*Prompt*. All lines from the start of the listing below through the line containing "(diff shortened: 1 of 1 files shown)" are to be written out again exactly, and no others.

*Extracted entries*.
PR #194, opened 2018-05-01
[FEATURE]Send Emails to Mailing List

MatejMecka:

---

Based on the Discussions we had on the Slack Chat it would be a good idea since we have a mailing list to send the GitHub issues to the mailing list.

Subject will look like: `GitHub Issue #210`
Body will look like
```
[QUESTION] set subtitle timing from live stream timestamp - jakubvojacek
body of the issue....
```

### DIFF
--- a/mod_ci/controllers.py
+++ b/mod_ci/controllers.py
@@ -37,6 +37,7 @@ from mod_auth.models import Role
 from mod_home.models import CCExtractorVersion
 from mod_sample.models import Issue
 from mod_test.models import TestType, Test, TestStatus, TestProgress, Fork, TestPlatform, TestResultFile, TestResult
+from mailer import Mailer
 
 if sys.platform.startswith("linux"):
     import libvirt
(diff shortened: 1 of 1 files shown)


mod_ci/controllers.py
```diff
@@ -573,6 +574,16 @@ def start_ci():
             if issue is not None:
                 issue.title = issue_data['title']
                 issue.status = issue_data['state']
+                # Send Email to the Mailing List using the Mailer Module and Mailgun's API
+                issue_id = issue_data['number']
```
canihavesomecoffee: This is in the wrong spot. We want to send an email on every opened issue. If you put it inside this check, it'll only send out emails when the issue is in our DB (which only happens when a user submits the issue through the platform).

You'll have to move up the code ;)

mod_ci/controllers.py
```diff
@@ -570,20 +590,16 @@ def start_ci():
         elif event == "issues":
             issue_data = payload['issue']
             issue = Issue.query.filter(Issue.issue_id == issue_data['number']).first()
+            issue_title = issue_data['title']
+            issue_id = issue_data['number']
+            issue_author = issue_data['user']['login']
+            issue_body = issue_data['body']
+            # Send Email to the Mailing List using the Mailer Module and Mailgun's API
+            inform_mailing_list(issue_id, issue_title, issue_author, issue_body)
```
canihavesomecoffee: This will be sent every time a change is made to the issue. I'd wrap this function call in an if that checks if the issue was opened :)

MatejMecka: Oh shoot. I forgot that

Issue #200, opened 2018-05-20
[BUG] Uploading files through FTP reveals the complete path on the uploads page


canihavesomecoffee:
Sample platform commit (found at the bottom of each page) : **9c40fde5f9**

**In raising this issue, I confirm the following (please check boxes, eg [X]):**

- [x] I have read and understood the [contributors guide](https://github.com/CCExtractor/sample-platform/blob/master/.github/CONTRIBUTING.md).
- [x] I have checked that the bug-fix I am reporting can be replicated, or that the feature I am suggesting isn't already present.
- [x] I have checked that the issue I'm posting isn't already reported.
- [x] I have checked that the issue I'm porting isn't already solved and no duplicates exist in [closed issues](https://github.com/CCExtractor/sample-platform/issues?q=is%3Aissue+is%3Aclosed) and in [opened issues](https://github.com/CCExtractor/sample-platform/issues)
- [x] I have checked the pull requests tab for existing solutions/implementations to my issue/suggestion.

**My familiarity with the project is as follows (check one, eg [X]):**

- [ ] I have never visited/used the platform.
- [ ] I have used the platform just a couple of times.
- [ ] I have used the platform extensively, but have not contributed previously.
- [x] I am an active contributor to the platform.

---

If a user uploads a file through the website, just the filename is being displayed.

If a user uploads the file through FTP transfer, then the entire path is being displayed. This shouldn't happen, and just have the same behaviour as the upload through the website.

PR #202, opened 2018-06-02
[FIX] fixed issue of full path in queued samples

satyammittal:
#200 

---
Using OS basename, we can find the name of that file and just display that instead of displaying full path. Same thing when storing in QueuedSamples.


run.py
```diff
@@ -100,7 +97,13 @@ def get_github_issue_link(issue_id):
     )
 
 
+def filename(filepath):
```
canihavesomecoffee: If we're not using it, it seems a bit wasteful to add the code.

Issue #24, opened 2017-01-05
Add support for single test runs or smaller sample sets


canihavesomecoffee:
Currently the bot is either testing everything or nothing.

We should add an option on the platform to test single samples, or sub-sets.

Linked to #19.

PR #213, opened 2018-07-07
[FEATURE] Added support for single test runs or smaller sample sets

satyammittal:

---

- User can select subset of tests while running customized test
- admin can change default regression tests by changing active status
- toggle active button added in regression management mode in admin panel
- categories where no test is run will show no tests under them
#24

### DIFF
--- a/mod_ci/controllers.py
+++ b/mod_ci/controllers.py
@@ -60,10 +60,8 @@ def before_app_request():
     """
     config_entries = get_menu_entries(
         g.user, 'Platform mgmt', 'cog', [], '', [
-            {'title': 'Maintenance', 'icon': 'wrench', 'route':
-                'ci.show_maintenance', 'access': [Role.admin]},
-            {'title': 'Blocked Users', 'icon': 'ban', 'route':
-                'ci.blocked_users', 'access': [Role.admin]}
+            {'title': 'Maintenance', 'icon': 'wrench', 'route': 'ci.show_maintenance', 'access': [Role.admin]},
+            {'title': 'Blocked Users', 'icon': 'ban', 'route': 'ci.blocked_users', 'access': [Role.admin]}
         ]
     )
     if 'config' in g.menu_entries and 'entries' in config_entries:
@@ -136,7 +134,9 @@ def kvm_processor(db, kvm_name, platform, repository, delay):
     Creates testing xml files to test the change in main repo.
     Creates clone with separate branch and merge pr into it.
     """
-    from run import config, log, app
+    from run import config, log, app, get_github_config
+
+    github_config = get_github_config(config)
 
     log.info("[{platform}] Running kvm_processor".format(platform=platform))
     if kvm_name == "":
@@ -205,15 +205,17 @@ def kvm_processor(db, kvm_name, platform, repository, delay):
     finished_tests = db.query(TestProgress.test_id).filter(
         TestProgress.status.in_([TestStatus.canceled, TestStatus.completed])
     ).subquery()
-    fork = Fork.query.filter(Fork.github.like(("%/{owner}/{repo}.git").format(owner=g.github['repository_owner'],
-                                                                              repo=g.github['repository']))).first()
+    fork = Fork.query.filter(Fork.github.like(
+        "%/{owner}/{repo}.git".format(owner=github_config['repository_owner'], repo=github_config['repository'])
+    )).first()
     test = Test.query.filter(
             Test.id.notin_(finished_tests), Test.platform == platform, Test.fork_id == fork.id
     ).order_by(Test.id.asc()).first()
+
     if test is None:
-        test = Test.query.filter(
-                Test.id.notin_(finished_tests), Test.platform == platform
-        ).order_by(Test.id.asc()).first()
+        test = Test.query.filter(Test.id.notin_(finished_tests), Test.platform == platform).order_by(
+            Test.id.asc()).first()
+
     if test is None:
         log.info('[{platform}] No more tests to run, returning'.format(platform=platform))
         return
@@ -258,7 +260,7 @@ def kvm_processor(db, kvm_name, platform, repository, delay):
 
     log.debug("[{p}] We will compare against the results of test {id}".format(p=platform, id=last_commit.id))
 
-    regression_ids = CustomizedTest.get_customized_regression_tests(test.id)
+    regression_ids = test.get_customized_regressiontests()
 
     # Init collection file
     multi_test = etree.Element('multitest')
@@ -272,9 +274,8 @@ def kvm_processor(db, kvm_name, platform, repository, delay):
         check_write = False
         for regression_test in category.regression_tests:
             if regression_test.id not in regression_ids:
-                break
-            else:
-                check_write = True
+                continue
+            check_write = True
             entry = etree.SubElement(single_test, 'entry', id=str(regression_test.id))
             command = etree.SubElement(entry, 'command')
             command.text = regression_test.command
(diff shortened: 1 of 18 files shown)


mod_ci/controllers.py
```diff
@@ -266,7 +269,12 @@ def kvm_processor(db, kvm_name, platform, repository, delay):
         # Create XML file for test
         file_name = '{name}.xml'.format(name=category.name)
         single_test = etree.Element('tests')
+        check_write = False
         for regression_test in category.regression_tests:
+            if regression_test.id not in regression_ids:
+                break
```
canihavesomecoffee: This seems a bit excessive to me.

What happens if you select test 2, 3 if a category holds 1, 2, 3? If my logic isn't misguiding me, it'd break out of the loop for all the remainders.

Continue seems more appropriate here.

mod_ci/controllers.py
```diff
@@ -266,7 +269,12 @@ def kvm_processor(db, kvm_name, platform, repository, delay):
...
+            else:
+                check_write = True
```
canihavesomecoffee: If you do a break/continue on the if condition, there's no need for an else... You can just set `check_write` to True.

mod_customized/controllers.py
```diff
@@ -56,7 +57,10 @@ def index():
         if len(commit_arr) > 0:
             fork_test_form.commit_select.choices = commit_arr
             commit_options = True
+        fork_test_form.regression_test.choices = [(str(regression_test.id), regression_test)
+                                                  for regression_test in RegressionTest.query.all()]
         if fork_test_form.add.data and fork_test_form.validate_on_submit():
+            regression_tests = fork_test_form.regression_test.data
```
canihavesomecoffee: Please put this after the import ;)

mod_customized/controllers.py
```diff
@@ -56,7 +57,10 @@ def index():
         if len(commit_arr) > 0:
             fork_test_form.commit_select.choices = commit_arr
             commit_options = True
+        fork_test_form.regression_test.choices = [(str(regression_test.id), regression_test)
```
canihavesomecoffee: If you properly type the field, you can just pass int values:

https://wtforms.readthedocs.io/en/stable/fields.html#wtforms.fields.SelectField (the coerce)

mod_customized/controllers.py
```diff
@@ -95,6 +104,9 @@ def add_test_to_kvm(username, commit_hash, platforms):
         test = Test(platform, TestType.commit, fork.id, 'master', commit_hash)
         g.db.add(test)
         g.db.commit()
+        for regression_test in regression_tests:
+            customized_test = CustomizedTest(test.id, int(regression_test))
```
canihavesomecoffee: Typing the value of the select will save the conversion here as well.

mod_customized/models.py
```diff
@@ -35,3 +37,36 @@ def __init__(self, user_id, test_id):
...
+        :type test_id: int
+        :param regression_id: The value of the 'regression_id' field of
+         CustomizedTest model
+        :type regression_id: int
+        """
+        self.test_id = test_id
+        self.regression_id = regression_id
+
+    @staticmethod
+    def get_customized_regression_tests(test_id):
```
canihavesomecoffee: This does not really belong here, why not work with a relationship?

mod_regression/controllers.py
```diff
@@ -74,6 +74,22 @@ def test_edit(regression_id):
     pass
 
 
+@mod_regression.route('/test/<regression_id>/toggle')
+def toggle_active_status(regression_id):
+    # Change active status of the regression test
+    regression_test = RegressionTest.query.filter(RegressionTest.id == regression_id).first()
+    if regression_test is None:
+        abort(404)
+    else:
```
canihavesomecoffee: If you do an abort, this else isn't necessary.

templates/custom/index.html
```diff
@@ -32,10 +45,38 @@ <h1>Create custom tests on your fork</h1>
         <div class="medium-6 columns">
             {{ macros.render_field(addTestFork.platform) }}
         </div>
+        <div class="medium-12 columns">
+                <label for="regression_test">Choose Regression Tests</label>
+                {% for category in categories %}
+                <h6 class="category-header" data-category="{{ category.id }}">{{ category.name }} </h6>
+                <div class="hide" data-category="{{ category.id }}">
+                <input type="checkbox" name="{{ category.name }}" onClick="toggle(this)" /> Select All<br/>
```
canihavesomecoffee: Try to bind this at runtime with JQuery instead of hardcoded. Slap a class selector on these checkboxes, and then do a `$('.selector').on('click', toggle);`

templates/custom/index.html
```diff
@@ -52,8 +93,21 @@ <h2>Your tests</h2>
...
+            for(var i=0; i < checkboxes.length; i++)
+            {
+                checkbox = checkboxes[i].querySelectorAll('input')[0];
+                checkbox.checked = source.checked;
+            }
+        }
         $("input[name='commit_select']").change(function(){
             $("#commit_hash").val(this.value)
         });
+        $('.category-header').on('click', function(){
```
canihavesomecoffee: Both this one and the one above aren't wrapped in a `$(document).ready()` call... Which could potentially cause javascript errors. Please do so.

templates/regression/index.html
```diff
@@ -109,5 +112,25 @@ <h5>Regression tests</h5>
             });
             switchCategory();
         });
+        function toggleactive(test_id) {
+            $.ajax({
+                type: "GET",
+                url: '/regression/test/' + test_id + '/toggle',
```
canihavesomecoffee: Try to use the `url_for`, it's available anyhow... Store the url in a variable with a replacement value, and replace that at runtime with the test_id.

templates/regression/index.html
```diff
@@ -109,5 +112,25 @@ <h5>Regression tests</h5>
...
+                contentType: "application/json; charset=utf-8",
+                dataType: "json",
+                beforeSend:function()
+                {
+                    alert("Wait! Status Updating");
```
canihavesomecoffee: Alerts aren't really user-friendly. Can you try to find a neater way?

mod_regression/controllers.py
```diff
@@ -74,6 +74,22 @@ def test_edit(regression_id):
     pass
 
 
+@mod_regression.route('/test/<regression_id>/toggle')
+def toggle_active_status(regression_id):
```
canihavesomecoffee: There's no authentication on this route.

mod_regression/controllers.py
```diff
@@ -74,6 +74,22 @@ def test_edit(regression_id):
...
+    # Change active status of the regression test
+    regression_test = RegressionTest.query.filter(RegressionTest.id == regression_id).first()
+    if regression_test is None:
+        abort(404)
+    else:
+        regression_test.active = 1 ^ regression_test.active
```
canihavesomecoffee: This is "black" magic. Not very readable. Please correct.

mod_regression/controllers.py
```diff
@@ -74,6 +74,22 @@ def test_edit(regression_id):
...
+        g.db.add(regression_test)
```
canihavesomecoffee: This is most likely not necessary to update code.

mod_regression/controllers.py
```diff
@@ -74,6 +73,21 @@ def test_edit(regression_id):
...
 
 
+@mod_regression.route('/test/<regression_id>/toggle')
+@check_access_rights([Role.admin])
+def toggle_active_status(regression_id):
+    # Change active status of the regression test
+    regression_test = RegressionTest.query.filter(RegressionTest.id == regression_id).first()
+    if regression_test is None:
+        abort(404)
+    regression_test.active = 1 - regression_test.active
```
canihavesomecoffee: If it's a boolean, this is still "magic". What's wrong with the `not` keyword?

PR #216, opened 2018-08-03
[FEATURE] Adding Restart / Stop Tests for admin and user

satyammittal:

---

1. Added restart and stop button for admin for any test.
2. Users can restart and stop their tests in customized tests panel.

### DIFF
--- a/templates/test/list_table.html
+++ b/templates/test/list_table.html
@@ -19,7 +19,7 @@
                         <td data-title="Run Errors">{{ "Unknown" if not test.finished else ("Yes" if test.failed else "No") }}</td>
                         <td data-title="Completed">
                             <a href="{{ url_for('test.by_id', test_id=test.id) }}">{{ "Yes" if test.finished else "No" }}</a>
-                            {% if user.is_admin or "{{ url_for(request.endpoint) }}" == "{{ url_for('custom.index'}}" %}
+                            {% if user.is_admin or url_for(request.endpoint) == url_for('custom.index') %}
                                 &nbsp;<a href="{{ url_for('test.restart_test', test_id=test.id) }}" title="Restart Test"><i class="fa fa-refresh"></i></a>
                                 {% if not test.finished %}
                                     &nbsp;<a href="{{ url_for('test.stop_test', test_id=test.id) }}" title="Stop Test"><i class="fa fa-stop"></i></a>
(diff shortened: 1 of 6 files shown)


templates/test/list_table.html
```diff
@@ -19,7 +19,7 @@
                         <td data-title="Run Errors">{{ "Unknown" if not test.finished else ("Yes" if test.failed else "No") }}</td>
                         <td data-title="Completed">
                             <a href="{{ url_for('test.by_id', test_id=test.id) }}">{{ "Yes" if test.finished else "No" }}</a>
-                            {% if user.is_admin or "{{ url_for(request.endpoint) }}" == "{{ url_for('custom.index'}}" %}
+                            {% if user.is_admin or url_for(request.endpoint) == url_for('custom.index') %}
```
canihavesomecoffee: I'm still wondering why you compare using url_for when you can just compare the endpoints?

templates/test/list_table.html
```diff
@@ -17,7 +17,15 @@
                         <td data-title="Details">{{ test.test_type.description }} <a href="{{ test.github_link }}" target="_blank">{{ (test.commit[:7] if test.test_type == TestType.commit else test.pr_nr) }}</a></td>
                         <td data-title="Platform">{{ test.platform.description }}</td>
                         <td data-title="Run Errors">{{ "Unknown" if not test.finished else ("Yes" if test.failed else "No") }}</td>
-                        <td data-title="Completed"><a href="{{ url_for('test.by_id', test_id=test.id) }}">{{ "Yes" if test.finished else "No" }}</a></td>
+                        <td data-title="Completed">
+                            <a href="{{ url_for('test.by_id', test_id=test.id) }}">{{ "Yes" if test.finished else "No" }}</a>
+                            {% if user.is_admin or request.endpoint == 'custom.index' %}
```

*Output of the exercise*.
PR #194, opened 2018-05-01
[FEATURE]Send Emails to Mailing List

MatejMecka:

---

Based on the Discussions we had on the Slack Chat it would be a good idea since we have a mailing list to send the GitHub issues to the mailing list.

Subject will look like: `GitHub Issue #210`
Body will look like
```
[QUESTION] set subtitle timing from live stream timestamp - jakubvojacek
body of the issue....
```

### DIFF
--- a/mod_ci/controllers.py
+++ b/mod_ci/controllers.py
@@ -37,6 +37,7 @@ from mod_auth.models import Role
 from mod_home.models import CCExtractorVersion
 from mod_sample.models import Issue
 from mod_test.models import TestType, Test, TestStatus, TestProgress, Fork, TestPlatform, TestResultFile, TestResult
+from mailer import Mailer
 
 if sys.platform.startswith("linux"):
     import libvirt
(diff shortened: 1 of 1 files shown)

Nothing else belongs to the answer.